- **MATERIALS PROVIDED**:
PR #78, opened 2021-03-15
Remove default values from method signatures

glensc:
As optional before required params are forbidden in PHP 8.0 these signatures
needed to be changed and the functionality of the method adapted
accordingly to still retain the original behavior.

Moved out of https://github.com/zf1s/zf1/pull/67, 
which was moved out from https://github.com/zf1s/zf1/pull/32

### DIFF
--- a/packages/zend-pdf/library/Zend/Pdf/Element/Reference.php
+++ b/packages/zend-pdf/library/Zend/Pdf/Element/Reference.php
@@ -88,7 +88,7 @@ class Zend_Pdf_Element_Reference extends Zend_Pdf_Element
      * @param Zend_Pdf_ElementFactory $factory
      * @throws Zend_Pdf_Exception
      */
-    public function __construct($objNum, $genNum = 0, Zend_Pdf_Element_Reference_Context $context, Zend_Pdf_ElementFactory $factory)
+    public function __construct($objNum, $genNum, Zend_Pdf_Element_Reference_Context $context, Zend_Pdf_ElementFactory $factory)
     {
         if ( !(is_integer($objNum) && $objNum > 0) ) {
             // require_once 'Zend/Pdf/Exception.php';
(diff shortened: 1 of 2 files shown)


glensc:
I would have personally just filled defaults to the rest of the arguments as `null`.

packages/zend-pdf/library/Zend/Pdf/Element/Reference.php
```diff
@@ -88,8 +88,12 @@ class Zend_Pdf_Element_Reference extends Zend_Pdf_Element
...
      * @throws Zend_Pdf_Exception
      */
-    public function __construct($objNum, $genNum = 0, Zend_Pdf_Element_Reference_Context $context, Zend_Pdf_ElementFactory $factory)
+    public function __construct($objNum, $genNum, Zend_Pdf_Element_Reference_Context $context, Zend_Pdf_ElementFactory $factory)
     {
+        if (empty($genNum)) {
+            $genNum = 0;
+        }
+
         if ( !(is_integer($objNum) && $objNum > 0) ) {
```
falkenhawk, line 97:
```suggestion
        if ( !(is_integer($objNum) && $objNum > 0) ) {
```

packages/zend-service-windowsazure/library/Zend/Service/WindowsAzure/Storage/Queue.php
```diff
@@ -519,9 +519,9 @@ public function clearMessages($queueName = '')
 	 * @param Zend_Service_WindowsAzure_Storage_QueueMessage $message Message to delete from queue. A message retrieved using "peekMessages" can NOT be deleted!
 	 * @throws Zend_Service_WindowsAzure_Exception
 	 */
-	public function deleteMessage($queueName = '', Zend_Service_WindowsAzure_Storage_QueueMessage $message)
+	public function deleteMessage($queueName, Zend_Service_WindowsAzure_Storage_QueueMessage $message)
 	{
-		if ($queueName === '') {
+		if (empty($queueName)) {
```
falkenhawk, line 524:
```suggestion
		if ($queueName === '') {
```

falkenhawk (commented):
Looking at the code, the rest of arguments are required and they can't be null for the components to work properly.

Since values of `$genNum` and `$queueName` are validated anyway, I'd just remove the defaults and not change any logic inside method bodies. Would that be okay with you?

I suspect the default values on those arguments could be just unintended leftovers. 🤷‍♂️

falkenhawk (approved):
Is it okay to merge this?

glensc:
> Is it okay to merge this?

@falkenhawk you requested changes, I have not reviewed these, so marked back as Draft.

glensc:
Rebased and applied proposed fixes. Removed Draft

- **WORK REQUEST**: A faithful, word-for-word transcription of the data above is required.

- **RESULT**:
PR #78, opened 2021-03-15
Remove default values from method signatures

glensc:
As optional before required params are forbidden in PHP 8.0 these signatures
needed to be changed and the functionality of the method adapted
accordingly to still retain the original behavior.

Moved out of https://github.com/zf1s/zf1/pull/67, 
which was moved out from https://github.com/zf1s/zf1/pull/32

### DIFF
--- a/packages/zend-pdf/library/Zend/Pdf/Element/Reference.php
+++ b/packages/zend-pdf/library/Zend/Pdf/Element/Reference.php
@@ -88,7 +88,7 @@ class Zend_Pdf_Element_Reference extends Zend_Pdf_Element
      * @param Zend_Pdf_ElementFactory $factory
      * @throws Zend_Pdf_Exception
      */
-    public function __construct($objNum, $genNum = 0, Zend_Pdf_Element_Reference_Context $context, Zend_Pdf_ElementFactory $factory)
+    public function __construct($objNum, $genNum, Zend_Pdf_Element_Reference_Context $context, Zend_Pdf_ElementFactory $factory)
     {
         if ( !(is_integer($objNum) && $objNum > 0) ) {
             // require_once 'Zend/Pdf/Exception.php';
(diff shortened: 1 of 2 files shown)


glensc:
I would have personally just filled defaults to the rest of the arguments as `null`.

packages/zend-pdf/library/Zend/Pdf/Element/Reference.php
```diff
@@ -88,8 +88,12 @@ class Zend_Pdf_Element_Reference extends Zend_Pdf_Element
...
      * @throws Zend_Pdf_Exception
      */
-    public function __construct($objNum, $genNum = 0, Zend_Pdf_Element_Reference_Context $context, Zend_Pdf_ElementFactory $factory)
+    public function __construct($objNum, $genNum, Zend_Pdf_Element_Reference_Context $context, Zend_Pdf_ElementFactory $factory)
     {
+        if (empty($genNum)) {
+            $genNum = 0;
+        }
+
         if ( !(is_integer($objNum) && $objNum > 0) ) {
```
falkenhawk, line 97:
```suggestion
        if ( !(is_integer($objNum) && $objNum > 0) ) {
```

packages/zend-service-windowsazure/library/Zend/Service/WindowsAzure/Storage/Queue.php
```diff
@@ -519,9 +519,9 @@ public function clearMessages($queueName = '')
 	 * @param Zend_Service_WindowsAzure_Storage_QueueMessage $message Message to delete from queue. A message retrieved using "peekMessages" can NOT be deleted!
 	 * @throws Zend_Service_WindowsAzure_Exception
 	 */
-	public function deleteMessage($queueName = '', Zend_Service_WindowsAzure_Storage_QueueMessage $message)
+	public function deleteMessage($queueName, Zend_Service_WindowsAzure_Storage_QueueMessage $message)
 	{
-		if ($queueName === '') {
+		if (empty($queueName)) {
```
falkenhawk, line 524:
```suggestion
		if ($queueName === '') {
```

falkenhawk (commented):
Looking at the code, the rest of arguments are required and they can't be null for the components to work properly.

Since values of `$genNum` and `$queueName` are validated anyway, I'd just remove the defaults and not change any logic inside method bodies. Would that be okay with you?

I suspect the default values on those arguments could be just unintended leftovers. 🤷‍♂️

falkenhawk (approved):
Is it okay to merge this?

glensc:
> Is it okay to merge this?

@falkenhawk you requested changes, I have not reviewed these, so marked back as Draft.

glensc:
Rebased and applied proposed fixes. Removed Draft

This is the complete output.